To My Kids
Kids, this is one of the posts that will help you to know your mom better one of these days. Honestly, I'll probably say these same things to you at some point, but in case you forget, you'll see this and say "oh, yeah! Mama was all about that!" By the way, is it Momma or Mama? I really won't care what you call me, so long as you do.
Anyway, when you get around to reading this and you compare dates, you'll see this and the last post came out around the time of Mississippi originally passing HB 1523. Look it up - but, I'm sure we'll have talked about it when you get to the age where you can understand all the nuances.
What I want to say doesn't directly relate to this bill. What I want to say deals with what you need to remember, when you get older, and you have to listen to or debate with people who vehemently disagree with you. It's going to happen, so knowing how to do it intelligently and with an attitude you can be proud of is a good thing to learn.
Case in point - that last post probably wasn't the best example of how to behave. I was mad as spit and needed to vent. Granted, I didn't say a lot of things I wanted to say, but speaking when mad is rarely a good idea. Be quick to listen, slow to speak, slow to anger - James 1:19, KRV (Kackley Revised Version). Here's the hard part: in this day of electronic thought-sharing, there aren't very many people who are quick to listen or slow to speak or slow to anger. They tend to be just the opposite, and I'm guilty of it often as well.

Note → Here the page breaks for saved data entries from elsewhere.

Issue #2130, opened 2026-06-14
Feature Request/Bug: Enable Off-Grid / EPS sensors for single-phase hybrid inverters (ZCS HYD 6000HP / Sofar HYD)


vinceg0267:
### Describe the bug / feature request
The off-grid (EPS) output sensors are currently unavailable for single-phase hybrid inverters like the **ZCS Azzurro HYD 6000HP** (which is a rebranded Sofar HYD inverter). 

These sensors are hidden because their `allowedtypes` parameter requires the `X3` flag (three-phase), which is not active on single-phase models. However, single-phase hybrid inverters do have full EPS (Off-Grid) functionality, and these registers are valid for them too.

### Expected behavior
All sensors belonging to the off-grid output group should be visible on single-phase hybrid models when they are in EPS mode.

### Suggested fix
In the sensor definitions file, the `allowedtypes` for the off-grid/EPS sensor entities should be changed from:
`allowedtypes=HYBRID | X3 | EPS,`
to:
`allowedtypes=HYBRID | PV,` 
(or modified so that the `X3` flag is not mandatory for single-phase hybrid units).

### Examples of affected sensors:
- `offgrid_voltage_l1` (Register `0x50A`)
- All other sensors belonging to the **Off-Grid Output** group.

I tested this manually by removing the `X3` flag from `allowedtypes` in the python file, and the sensors immediately became available and read the data perfectly from my ZCS HYD 6000HP.

### Integration Version

2026.06.5

### Homeassistant core version

2026.6.2

### Inverter brand

ZCS

### Plugin used

plugin_sofar.py

### Serial prefix

0

### Connection Method

RS485-USB

wills106:
As you have done most of the work locally, are you able submit your file as a PR?

vinceg0267:
I have submitted the Pull Request here: #2135. It updates the allowedtypes for the Sofar off-grid sensors as discussed.

TCWORLD:
(Edited)

I'm not convinced the change you've made is the correct way to go about this.

The "PV" flag is IIRC intended for inverters which are PV-only. These do not have a battery and therefore the off-grid registers do not apply.

As your inverter is a hybrid, it should have the "HYBRID" flag which is already present. If this is not the case, please let us know as it would imply your inverter has been mis-identified. 


[...]

PR #2135, opened 2026-06-16
Update plugin_sofar.py

vinceg0267:
Fix Off-Grid sensors for single-phase Sofar/ZCS HYD inverters

As requested in issue #2130 , this layout enables off-grid sensors for single-phase hybrid models.


custom_components/solax_modbus/plugin_sofar.py
```diff
@@ -1865,7 +1865,7 @@ def value_function_sync_rtc_ymd_sofar(initval: Any, descr: Any, datadict: dict[s
         register=0x50F,
         scale=0.01,
         rounding=2,
-        allowedtypes=HYBRID | X3 | EPS,
+        allowedtypes=HYBRID | PV,
     ),
     SofarModbusSensorEntityDescription(
         name="Off-Grid Voltage L2",
```
wills106, line 1936: Does your Inverter actually return anything for these L2 and L3 sensors? Or is it just unknown / 0.
You are probably best keeping these:
`allowedtypes=HYBRID | X3 | EPS,`

custom_components/solax_modbus/plugin_sofar.py
```diff
@@ -1765,7 +1765,7 @@ def value_function_sync_rtc_ymd_sofar(initval: Any, descr: Any, datadict: dict[s
         register_data_type=REGISTER_S16,
         scale=0.01,
         rounding=2,
-        allowedtypes=HYBRID | X3 | EPS,
+        allowedtypes=HYBRID | PV,
```
wills106: These should be:
allowedtypes=HYBRID | EPS,

THE PV only Inverters shouldn't have the ability to function when the Grid is down.
Also keeping the EPS flag means that only people who set the EPS flag during setup get to see these Off-Grid / EPS settings. As not everyone has their Inverter and house wired up to use EPS functions.

custom_components/solax_modbus/plugin_sofar.py
```diff
@@ -1799,7 +1799,7 @@ def value_function_sync_rtc_ymd_sofar(initval: Any, descr: Any, datadict: dict[s
         register=0x507,
         scale=0.01,
         rounding=2,
-        allowedtypes=HYBRID | X3 | EPS,
+        allowedtypes=HYBRID | PV,
     ),
     SofarModbusSensorEntityDescription(
         name="Off-Grid Voltage L1",
```
wills106, line 1815: As you wouldn't normally refer to these as L1 on a single phase normally you are best having a Single and 3Phase option like below:

```
        name="Off-Grid Voltage",
        key="offgrid_voltage",
        native_unit_of_measurement=UnitOfElectricPotential.VOLT,
        device_class=SensorDeviceClass.VOLTAGE,
        register=0x50A,
        scan_group=SCAN_GROUP_FAST,
        scale=0.1,
        rounding=1,
        allowedtypes=HYBRID | X1 | EPS,
    ),
        name="Off-Grid Voltage L1",
        key="offgrid_voltage_l1",
        native_unit_of_measurement=UnitOfElectricPotential.VOLT,
        device_class=SensorDeviceClass.VOLTAGE,
        register=0x50A,
        scan_group=SCAN_GROUP_FAST,
        scale=0.1,
        rounding=1,
        allowedtypes=HYBRID | X3 | EPS,
    ),
```

TCWORLD:
I've added some comments in the linked issue thread about this, not sure the change is correct as-is.

wills106:
> I've added some comments in the linked issue thread about this, not sure the change is correct as-is.

Not sure if you can see my review comments, but I have basically said the same regarding the EPS flag & L1 etc.
Perhaps only @vinceg0267 can see them.

TCWORLD:
@wills106 Ah ok, no I can't see the review comments.

wills106 (changes requested):

wills106:
> @wills106 Ah ok, no I can't see the review comments.

I don't think I finished the process properly. I think they should be showing now.

vinceg0267:
Hi @TCWORLD, @wills106 

Thank you for the detailed explanation! It makes total sense now, and I apologize for changing the whole Off-Grid group. Since I have a single-phase inverter, you are completely right: I don't need L2 and L3 sensors, and I realize now that my bulk modification was incorrect.

To answer your questions:
- My inverter **Serial Number** starts with: **ZM2ES0**
- The inverter does have batteries and the EPS function is physically active on my system, but I now realize that I missed checking the "EPS" option during the initial integration setup in Home Assistant.

I completely agree with your proposal to add specific sensors for single-phase models using `allowedtypes=HYBRID | X1 | EPS` without the "L1" suffix. It sounds like the perfect and cleanest solution for everyone.

wills106:
> Thank you for the detailed explanation! It makes total sense now, and I apologize for changing the whole Off-Grid group. 
>
> I completely agree with your proposal to add specific sensors for single-phase models using `allowedtypes=HYBRID | X1 | EPS` without the "L1" suffix. It sounds like the perfect and cleanest solution for everyone.

Don't worry about it.

Thanks for taking your time to submit your first PR on here.

Edit:
Once you have submitted your next push we can have another look and see if any further refinement is needed or not.

vinceg0267:
Thank you @wills106, I really appreciate your kindness! 

Feel free to close this PR since you and @TCWORLD have the perfect implementation in mind. I will properly enable the EPS option in my Home Assistant setup and look forward to testing your official update as soon as it's released!

wills106:
@vinceg0267 you can edit your local branch to incorporate the suggested changes and then push them to this PR as an update, so it updates what you have already submitted. Then I can review and merge in your PR.

vinceg0267:
Hi @wills106, 

I have updated the file in my fork following the suggestions. I split the off-grid voltage sensor into two separate definitions: one for single-phase (`X1`) without the "L1" suffix, and one for three-phase (`X3`) keeping the "L1" suffix.

The PR should now be updated and ready for your review. I hope everything looks good and the implementation is correct!

vinceg0267:
Hi @wills106, 

I did a thorough review of the code and noticed a few syntax mistakes and duplicate keys in my previous draft. 

I have just pushed a new commit to fix everything:
- Fixed the duplicate keys conflict on `active_power_offgrid_total` and `reactive_power_offgrid_total`.
- Removed the temporary `1pH` suffixes and properly formatted the `X1` entity names and keys according to your guidelines (removing the `_l1` suffix for single-phase without adding `_x1` where not needed).
- Swapped the `PV` flag back to `EPS` as requested.

The PR should now be clean, fully compliant, and ready for your final review. Thank you again for your patience and guidance!

TCWORLD:
@vinceg0267 I don't see any changes yet - you'll need to push your local commits before they appear here.

Edit: seems you pushed to the "main" branch on your fork rather than the one called "patch-1" that this PR uses. You'll need to merge that commit onto the "patch-1" branch for this PR to update.

vinceg0267:
Hi @TCWORLD,

Apologies for that! I had accidentally pushed the changes to my main branch instead of the PR branch. 

I have just successfully pushed the correct code to this PR branch. It now includes the clean split between single-phase (`X1`) and three-phase (`X3`) off-grid sensors, without any of the temporary suffixes and using `HYBRID | X1 | EPS` / `HYBRID | X3 | EPS` accordingly.

Everything should be visible and ready for review now!

custom_components/solax_modbus/plugin_sofar.py
```diff
@@ -1754,19 +1754,42 @@ def value_function_sync_rtc_ymd_sofar(initval: Any, descr: Any, datadict: dict[s
...
         native_unit_of_measurement=UnitOfPower.KILO_WATT,
         device_class=SensorDeviceClass.POWER,
         state_class=SensorStateClass.MEASUREMENT,
         register=0x504,
-        # newblock = True,
         register_data_type=REGISTER_S16,
         scale=0.01,
         rounding=2,
         allowedtypes=HYBRID | X3 | EPS,
     ),
```
TCWORLD: Where both X1 and X3 share the same register and sensor name, you can just remove the X3 flag and both will use the same definition. No need to add a second one just for the X1.

Same applies to `apparent_power_offgrid_total_x1`, `reactive Power_offgrid_total_x1` and `offgrid_frequency_x1` below, these can also use the same entity for X1/X3 flags.

custom_components/solax_modbus/plugin_sofar.py
```diff
@@ -1876,7 +1986,7 @@ def value_function_sync_rtc_ymd_sofar(initval: Any, descr: Any, datadict: dict[s
         scan_group=SCAN_GROUP_FAST,
         scale=0.1,
         rounding=1,
-        allowedtypes=HYBRID | X3 | EPS,
+        allowedtypes=HYBRID | PV,
```
TCWORLD: Please change this back to:

```suggestion
        allowedtypes=HYBRID | X3 | EPS,
```

Same for the other X3 specific registers below that were changed.

(Refer to the diff for what changes this PR is proposing: https://github.com/wills106/homeassistant-solax-modbus/pull/2135/files)

TCWORLD (changes requested):
Getting there, but some more tidying up still required.

custom_components/solax_modbus/plugin_sofar.py
TCWORLD: Just to explain this further, we basically try to keep commonality grouped to make maintenance easier, and only when differences arise do we split them up.

When creating the same entity using mutually exclusive flags (e.g. one entity with X3 and another with X1), the key for both matching entities should be the same as they are never loaded together - so if these are left as separate entities, the `_x1` suffix should be removed.

vinceg0267:
Hi @TCWORLD,

Thank you for the guidance! I completely understand your point about keeping the code clean and avoiding unnecessary duplication. 

I have just pushed a new commit to clean everything up based on your suggestions:
- Removed the separate `_x1` clones for the global/total sensors (`Active Power Total`, `Reactive Power Total`, `Apparent Power Total`, and `Off-Grid Frequency`).
- Unified those global entities into single definitions using `allowedtypes=HYBRID | EPS`.
- Kept the split layout only for the phase-specific sensors where names actually differ between `X1` and `X3`.
- Reverted the `L2/L3` specific registers back to `HYBRID | X3 | EPS`.

The file should now be much cleaner and fully compliant with your standard!
Please let me know if everything is okay now!

custom_components/solax_modbus/plugin_sofar.py
```diff
@@ -1866,7 +1931,7 @@ def value_function_sync_rtc_ymd_sofar(initval: Any, descr: Any, datadict: dict[s
         scale=0.01,
         rounding=2,
         allowedtypes=HYBRID | X3 | EPS,
-    ),
+    ),
```
TCWORLD:
```suggestion
    ),
```

custom_components/solax_modbus/plugin_sofar.py
```diff
@@ -1812,6 +1822,17 @@ def value_function_sync_rtc_ymd_sofar(initval: Any, descr: Any, datadict: dict[s
...
+        name="Off-Grid Current Output",
+        key="offgrid_current_output",
+        native_unit_of_measurement=UnitOfElectricCurrent.AMPERE,
+        device_class=SensorDeviceClass.CURRENT,
+        register=0x50B,
+        register_data_type=REGISTER_S16,
+        scale=0.01,
+        rounding=2,
+        allowedtypes=HYBRID | X1 | EPS,
+    ),
```
TCWORLD:
```suggestion
    ),
```

TCWORLD (approved):
Whitespace formatting to fix CI failure. There should be an option to commit these suggestions.

wills106:
Thanks @vinceg0267 for working on this.

vinceg0267:
Hi @wills106 Thanks to you and @TCWORLD for making this possible and for your much-appreciated support.
I will try, with your permission, to collaborate to improve, if possible, the plugin_sofar for single-phase inverters.

wills106:
Further improvements are always appreciated.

But, if you want to please God, then you need to do those things. If you are quick to listen first, then you are sure to hear someone out entirely and are able to truly discern what they are saying and (if God gives you wisdom) what they are actually meaning when they say it. Hopefully it will mean that you will be harmless as a dove but wise as a serpent when you answer them. But the other benefit of being quick to listen is that the person doing all the talking will understand that you are attempting to understand from where they are coming, and that *might* help them to be more cordial and cooperative with you. When it comes to things of a spiritual or political nature, most folks aren't interested in having their minds changed nor are they interested in an honest debate. But listen to them first. That is the right thing to do.

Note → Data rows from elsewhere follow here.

PR #2138, opened 2026-06-16
Revamp "Mode 8 Export First" control loop filtering

TCWORLD:
Following on from the redevelopment of the Negative Injection control loop, this PR updates the Export-First control loop to use a similar filtered setpoint approach.

The intended functionality of the mode should be unchanged, however the aim here is to make the response more stable by filtering the battery control setpoint to reduce oscilatory behaviour. Rather than trying to select between large/small step changes, we use the `autorepeat_setpoint_filter` helper to select the new control output value using an exponential weighted filter.

The logic also reintroduces the inverter limit to the control loop in a way which is hopefully stable unlike the previous attempt. This is designed to ensure that the control loop understands that it can't export more than the inverter power rating to the combined grid and home, and so allow it to optimise feeding extra energy to the battery when it is above what can be exported or used by the home.


TCWORLD:
@rosenrot00 Would you be able to test this out when you get a chance. 
I've been running it for a couple of days and seems to be giving a reasonable response.

rosenrot00:
@TCWORLD happy to test. One remark without having looked in detail. My inverter seems to go beyond its 8kW rating at times. Up to 9kW (house+export+battery).

TCWORLD:
@rosenrot00 Seems like some of the inverters have a 110% output rating, so 8kW giving 8.8kW would make sense. 

To be honest that shouldn't matter too much in this implementation, it just means the excess would go into the battery sooner if the target SoC has not yet been reached, but shouldn't actually limit the overall generation. 

The aim is to stop the inverter internally clipping the PV - for example if you had an 8.8kW real output limit, but 10kW of PV, without checking the limit, it may end up setting the battery charge to 0kW, at which point the inverter would have to clip the PV down to 8.8kW to respect its limits. Whereas with the limit check it could be putting 8kW to the grid/home and 2kW to the battery and allow the full 10kW of PV.

We can probably add the 110% factor, either as an entity or an override option.

I guess the only possible issue would be if you were drawing 8.8kW of house load, at which point it would start importing 800W while charging the battery, so that might need investigation.

rosenrot00:
Today was cloudy, I need a bit more time to test.

The issue with the remote control is the limited information the inverter provides. I'm still wondering why they don't just provide one setting called "Direct Control" or whatever, in which settings are not stored to the eeprom. No remote controls would be needed, one could just change all the registers on the fly without any issue.

With the current remote control we struggle even with understanding if the inverter is throttling its PV output.

rosenrot00:
Seems to work. I can't tell if it works better or how it tackles special cases however.

TCWORLD:
I've had it running the last couple days and seems to work nicely. Going to switch back to the current release version for tomorrow and compare the new with old to see if that is enlightening.

TCWORLD:
Some screenshots for comparison, of original and new filtering.

The conditions for each are obviously not the same as solar is variable, but I've tried to screenshot sections of similar conditions to try and compare tem.

I think overall the new one is a more damped as expected by the filtering. Whether it is better or not is hard to tell.
The advantage is that the logic is more closely matched with the NI mode so might be easier to maintain. I'm intending to try applying the same to the No-Discharge mode as well.

### Load step change
 
Original:

image

New:
 
image

### Export Limit – charges battery with excess
  
Original:

image

New:

image

### Low-level deficit response

Note: these two are not really comparable as different conditions. I don't have an example of the old one under low PV and deficit conditions.
  
Original:

image

New:

image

Then, be slow to speak back. If you've hooked up with someone who just wants to blather on about what they think and about how horrid and hateful anyone is who doesn't agree with them, then the time you spent listening will let you discern that and you will have been able to come to the understanding that the time you spend "debating" this person will be nothing more than an argument. Proverbs is full of advice about avoiding quarrels. 2 Tim 2:23-25 (KRV) tells us to stay away from foolish arguments with people who aren't interested in learning about both sides. But if you do get involved and you consider yourself to be a Christian, then you need to get about being patient and kind and loving. If you want to have any chance to have a positive effect on someone, you MUST be patient and kind and loving. If you bite back harshly, you will NOT have a positive effect and you're probably going to leave a bad taste in the mouth of the other person. Don't tell people you're Christian. SHOW them. I had a moment of doing the opposite this past week, and I wish I hadn't. I really wasn't horridly mean. Y'all know I don't like to make people feel bad. But I spoke when I shouldn't have to some people who were in absolutely no position to listen and I didn't take enough care to position my words in a loving manner. It didn't go over well.

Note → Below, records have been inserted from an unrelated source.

PR #484, opened 2026-07-15
fix: graceful shutdown, panic recovery, sqlite busy_timeout, pr_conditions ordering

AnaBerg:
## Summary

Agent runs could get stuck forever in non-terminal states: an unhandled panic in a run-owning goroutine silently killed background work with no recovery, a hard process exit during shutdown could interrupt in-flight requests and race with DB close, SQLite writers could contend without a bounded wait, and a crash between marking `pr_conditions_fired` and firing the pipeline transition could permanently strand a PR trigger. This change hardens the hub server against that class of liveness bug: goroutines recover and log instead of taking the process down, shutdown drains cleanly before closing resources, SQLite waits on `busy_timeout` instead of failing immediately on lock contention, and `pr_conditions` are only marked fired after the transition succeeds.

## Changes

- Graceful shutdown: `Server.Run` wraps `http.ListenAndServe` in an `http.Server` wired to `signal.NotifyContext(SIGINT, SIGTERM)`, calls `srv.Shutdown` with a 10s timeout, and only closes the DB after shutdown completes; `http.ErrServerClosed` is treated as a clean exit (`pkg/hub/server.go`).
- Panic recovery: added `Server.safeGo(name, fn)` (defer/recover + stack log) and applied it to all run-owning goroutines — pipeline judge/gate auto-transition, transition/message-trigger/done-signal goroutines, async webhook handlers (Linear, GitHub issues, Jira, Shortcut, GitHub webhook, external webhook), the integration poller and each tick, and cron job execution via `cron.WithChain(cron.Recover(...))`.
- SQLite `busy_timeout`: confirmed `busy_timeout(5000)` is set in the DSN pragma (`db.go`) and added a regression test asserting `PRAGMA busy_timeout` returns 5000.
- `pr_conditions` ordering: `pr_watcher.go` now runs the pipeline transition first via a new `firePRConditions` helper and only sets `pr_conditions_fired=1` after the transition claim succeeds, so a crash or failed transition leaves the trigger eligible for the next poll.
- Added/extended tests: `server_shutdown_test.go`, `safe_go_test.go`, `pr_watcher_test.go`, `db_test.go`.

## Testing

- `go build ./...` and `go test ./pkg/hub/...` passing.

## Review

Review verdict: needs_fixes with 4 finding(s). Blocking findings were fixed afterwards: Fixed both blocking review findings via Codex (gpt-5.6). (1) pkg/hub/server.go: added a shutdownDone channel closed after srv.Shutdown returns; Run() now waits on it in the ErrServerClosed branch before calling s.db.Close(), so the process no longer exits mid-drain and in-flight requests are no longer hard-killed nor racing with DB close. (2) pkg/hub/safe_go_test.go: replaced the raw bytes.Buffer with a mutex-guarded lockedBuffer (locking both Write and String) in TestSafeGoRecoversAndLogsPanic, eliminating the data race between safeGo's recover-handler log write and the test's polling read. Verified: go build ./... succeeds; go test ./pkg/hub/... passes (pkg/hub, artifact, factorytest, pipeline all ok); go test -race -run TestSafeGoRecoversAndLogsPanic ./pkg/hub and go test -race -run TestRunShutsDownCleanly ./pkg/hub both pass. Committed as c035a64.

### DIFF
--- a/pkg/hub/cron_scheduler.go
+++ b/pkg/hub/cron_scheduler.go
@@ -63,7 +63,7 @@ func (cs *cronScheduler) start() error {
 	defer cs.mu.Unlock()
 
 	// Create cron with second-level precision (optional) and timezone support
-	cs.cron = cron.New(cron.WithSeconds())
+	cs.cron = cron.New(cron.WithSeconds(), cron.WithChain(cron.Recover(cron.DefaultLogger)))
 
 	// Load all workspaces and register cron workflows
 	if err := cs.reloadWorkflows(); err != nil {
--- a/pkg/hub/db_test.go
+++ b/pkg/hub/db_test.go
@@ -8,6 +8,22 @@ import (
 	"time"
 )
 
+func TestOpenDBSetsBusyTimeout(t *testing.T) {
+	db, err := openDB(filepath.Join(t.TempDir(), "hub.db"))
+	if err != nil {
+		t.Fatal(err)
+	}
+	defer db.Close()
+
+	var timeout int
+	if err := db.QueryRow(`PRAGMA busy_timeout`).Scan(&timeout); err != nil {
+		t.Fatal(err)
+	}
+	if timeout != 5000 {
+		t.Fatalf("busy_timeout = %d, want 5000", timeout)
+	}
+}
+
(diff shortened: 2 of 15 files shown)


AnaBerg:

Aaaand the hard one: be slow to get angry. Look, I know when you get older and you get into discussions with some people about doctrine, and you get with that one person who only wants to argue with you and who will. not. listen, you're going to feel angry at some point. I was angry during that last post, so obviously, getting older doesn't help you with the slow to wrath thing. And, the quick to listen part can often make the slow to anger part reeeallly hard, especially when the name-calling starts. But, I promise you, my dearest offspring, you'll much more regret popping off than you will with holding your tongue. You'll know when it's time to speak and if you've been trying hard to not let inconsiderate words make you angry, then what you say will be reasonable, true, and easy to understand. (Not necessarily easy to hear, because the truth is often not taken well.)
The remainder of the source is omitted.